Abstract
A phosphate starvation-induced acid phosphatase cDNA was cloned from the rice, Oryza sativa. The cDNA encoding O. sativa acid phosphatase (OsACP1) has 1100 bp with an open reading frame of 274 amino acid residues. The deduced amino acid sequence of OsACP1 cDNA showed 53% identity to tomato acid phosphatase and 46-50% identity to several other plant phosphatases. OsACP1 expression was up-regulated in the rice plant and in cell culture in the absence of phosphate (Pi). The induced expression of OsACP1 was a specific response to Pi starvation, and was not affected by the deprivation of other nutrients. OsACP1 expression was responsive to the level of Pi supply, with transcripts of OsACP1 being abundant in Pi-deprived root. The OsACP1 cDNA was expressed as a 30 kDa polypeptide in baculovirus-infected insect Sf9 cells.

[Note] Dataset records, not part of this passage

PR #112, opened 2023-11-28
Separated routes and specs into separate files

kneyzberg:
### Problem 
As our application gets bigger and we add more routes, we have a need to separate routes into separate files more clear separation of concerns, organization, and to reduce the risk of merge conflicts. 

### Solution
- created `controllers` and `controllers/admin` directories and moved all routes into separate controller files
- created a `spec/controllers` directory and moved all specs in admin_spec.rb and app_spec.rb into separate files mirroring the controllers directory.


controllers/admin/artist_exc_controller.rb
```diff
@@ -0,0 +1,34 @@
+# frozen_string_literal: true
+
+module BryantStreetStudios
+  class App < Sinatra::Base
```
bunnymatic, line 4: No need to shorten this - let's be clear and use long clear file names.

`artist_exclusions_controller.rb`

controllers/admin/artist_exc_controller.rb
```diff
@@ -0,0 +1,34 @@
...
+    ### Admin artist exclusions controller
+
+    ### artist_exclusions
```
bunnymatic, line 7: we could probably dump these comments now that we have only a few routes, or maybe rename the to match the "view" so this would be

```
### index
```
and below
```
### create
```
``` 
### delete
```

controllers/admin/image_resources.rb
```diff
@@ -0,0 +1,40 @@
+# frozen_string_literal: true
```
bunnymatic, line 1: rename `image_resources_controller.rb`

controllers/admin/markdown_controller.rb
```diff
@@ -0,0 +1,26 @@
...
+
+    ### preview markdown do
+    post '/admin/markdown' do
+      require_authorization!
+      markdown_content(params[:data])
+    end
+
+    # Admin cache Controller
+
+    get '/admin/cacheflush' do
```
bunnymatic, line 15: this should be in a different place - 
I might think
```
admin/cache_controller.rb
```
and then maybe we update the path to 
```
get '/admin/cache/flush' do
```
which would allow us to add new cache methods like `warm` which might be handy down the road.

db/schema.rb
```diff
@@ -12,38 +10,39 @@
 #
 # It's strongly recommended that you check this file into your version control system.
 
-ActiveRecord::Schema[7.1].define(version: 20_231_125_022_114) do
+ActiveRecord::Schema[7.1].define(version: 2023_11_25_022114) do
   # These are extensions that must be enabled in order to support this database
-  enable_extension 'plpgsql'
+  enable_extension "plpgsql"
```
bunnymatic, line 15: we should probably align and decide on this.  I think here the only difference is that I rubocop'd my schema file and you migrated and did not.

I'm fine with either one but to avoid churn on this file...

for this PR, you can either
1. `bin/rubocop -A db/schema.rb` and check it in and see if it becomes a no-op (no difference)
2. leave it here in this PR and we can align and maybe add rules to ignore it in rubocop or something so we don't get the churn in future prs.

spec/controllers/admin/artist_exc_controller_spec.rb
```diff
@@ -0,0 +1,75 @@
+# frozen_string_literal: true
```
bunnymatic, line 1: rename `artist_exclusions_controller_spec.rb`

bunnymatic (commented):
Generally looks really good.  seems like a pretty simple move.  I like the busted up specs.
Should/could the `app_spec` also be broken into bits?  You might be able to copy and paste fixtures into the right directories if you wanted to avoid re-running vcr.  it's a little tedious, but something that could happen.


I left a couple notes.  

1. a couple of file renames for consistency
2.  I think if we want to leave the method comments like
```
# index
get '/artists' do

...
# show
get '/artists/:id' do
```

we should touch every controller and make them consistent.
same `#` or `###` lead comment, and consistent language which I think should be one of the following: index, show, new, create, update, delete or a speciality one like flush for the cache controller .

Alternatively, because the files are smaller and you can read the whole thing, just dump all the identifier comments in all controllers.

controllers/admin/artist_exc_controller.rb
kneyzberg: For consistency, i'll add them to match the views

controllers/admin/markdown_controller.rb
kneyzberg: Yup, this should totally be separate, missed this one. Sounds good

db/schema.rb
kneyzberg: Will do option 1, copy that

kneyzberg:
@bunnymatic  For the `app_spec` do you mean the `admin_routes_spec.rb` file? Meaning we would copy that test into every single controller? I'm not against that idea, i guess it would be cleaner/more separated.

controllers/admin/content_blocks_controller.rb
```diff
@@ -0,0 +1,52 @@
+# frozen_string_literal: true
+
+module BryantStreetStudios
+  class App < Sinatra::Base
+    ## Admin content blocks controller
+
+    ### show
```
bunnymatic, line 7: strictly speaking this is `### index`

controllers/admin/hero_images_controller.rb
```diff
@@ -0,0 +1,30 @@
...
+    ### index
+    get '/admin/hero_images' do
+      @current_section = 'hero_images'
+      require_authorization!
+      @current_hero = Repos::HeroImageRepo.current
+      @hero_images = Repos::HeroImageRepo.all
+      render_slim_admin_page 'hero_images/index'
+    end
+
+    ### delete
```
bunnymatic, line 16:
```suggestion
    ### activate
```

controllers/admin/hero_images_controller.rb
```diff
@@ -0,0 +1,30 @@
...
+    get '/admin/hero_images/:image_resource_id/activate' do
+      require_authorization!
+      Repos::HeroImageRepo.activate!(params[:image_resource_id])
+      redirect '/admin/hero_images'
+    end
+
+    ### delete
```
bunnymatic, line 23:
```suggestion
    ### deactivate
```

controllers/admin/image_resources_controller.rb
```diff
@@ -0,0 +1,40 @@
...
+      require_authorization!
+
+      tempfile = params[:file][:tempfile]
+      filename = params[:file][:filename]
+      Repos::ImageResourceRepo.save(filename, tempfile)
+      redirect '/admin/image_resources'
+    end
+
+    ### delete
+    get '/admin/image_resources/:slug/delete' do
```
bunnymatic, line 34: in a later PR maybe we can make these actually be `delete` http method instead of `get`.  not sure how to do that in Sinatra and we'll need to update the javascript cuz it can't be just a link but it'd be more HTTP accurate.

not for now.  just kind of note to ourselves.

bunnymatic (approved):
Nice.  

Approved with notes that are super minor and could be ignored or fixed up and merged without another review.

Re: the `app_spec`, I didn't mean the routes.  I like the way you broke out the `admin_routes` shotgun spec for authorization.  We could argue that everything you moved into controller specs is actually more like a feature spec because we are using `visit` which is hitting things through a browser. 

I think I wondered if anything in the `app_spec` is just a controller spec for "artist controller" (or other non admin controllers).  I suppose where we use `visit` it's really more than just a controller spec so it could stay and anything that does something like `get '/artists'` that's more in line with a controller spec.

for now, just leave it.  we can talk about controller specs vs "feature" or "e2e" specs and maybe decide if we re-org.  for now I'd just leave it.  things are being tested at least as well as they were before so ... that's what we want.

controllers/admin/image_resources_controller.rb
kneyzberg: Copy that, will make note of that.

In addition, the OsACP1 gene was introduced into Arabidopsis via Agrobacterium-mediated transformation. Functional expression of the OsACP1 gene in the transgenic Arabidopsis lines was confirmed by Northern blot and Western blot analyses, as well as phosphatase activity assays. These results suggest that the OsACP1 gene can be used to develop new transgenic dicotyledonous plants able to adapt to Pi-deficient conditions.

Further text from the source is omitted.